Concerning the implementation of the prototypes, you can check: https://github.com/CVMI-Lab/SimGCD/blob/1765452663e7c52e7f0bd0759543655d85524b94/model/simgcd.py#L40-L43 Which is simply a linear layer without bias, and with weight norm.

Luffy03 commented 1 year ago

Thanks for your kind answer! It seems that the randomly initialized prototypes are formulated by the randomly initialized parameters. Is it correct? The labels are available only for the known categories, right? However, the prototypes are employed to supervise the unlabeled datasets with novel categories. In this case, how can we guarantee the accuracy of pseudo labels?

xwen99 commented 1 year ago

Hi, I suggest that you can get familiar with the related works in deep clustering and unsupervised semantic segmentation, where the discovery of novel categories can be done with even no labels. Our work adopts similar techniques. Simply puts, pseudo-label invariance to random augmentations, avoiding collapsing trivial solutions, and setting a suitable number of clusters are keys to its success.
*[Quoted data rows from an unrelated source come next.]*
PR #1729, opened 2020-09-30
Use head/tail over sed for metadata fetching in sh.erb template

ehealy:
This was nice performance improvement @jlogsdon made some time ago to a private fork.


jordansissel:
Cool. Thanks for this patch :)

Luffy03 commented 1 year ago

Hi, I suggest that you can get familiar with the related works in deep clustering and unsupervised semantic segmentation, where the discovery of novel categories can be done with even no labels. Our work adopts similar techniques. Simply puts, pseudo-label invariance to random augmentations, avoiding collapsing trivial solutions, and setting a suitable number of clusters are keys to its success.

Thanks for your kind answer.

kleinzcy commented 1 year ago

Acoording to weight_norm, the direction of prototype is trainable, only the magnitude of prototype is fixed to 1 which ensure the prototype is normalized.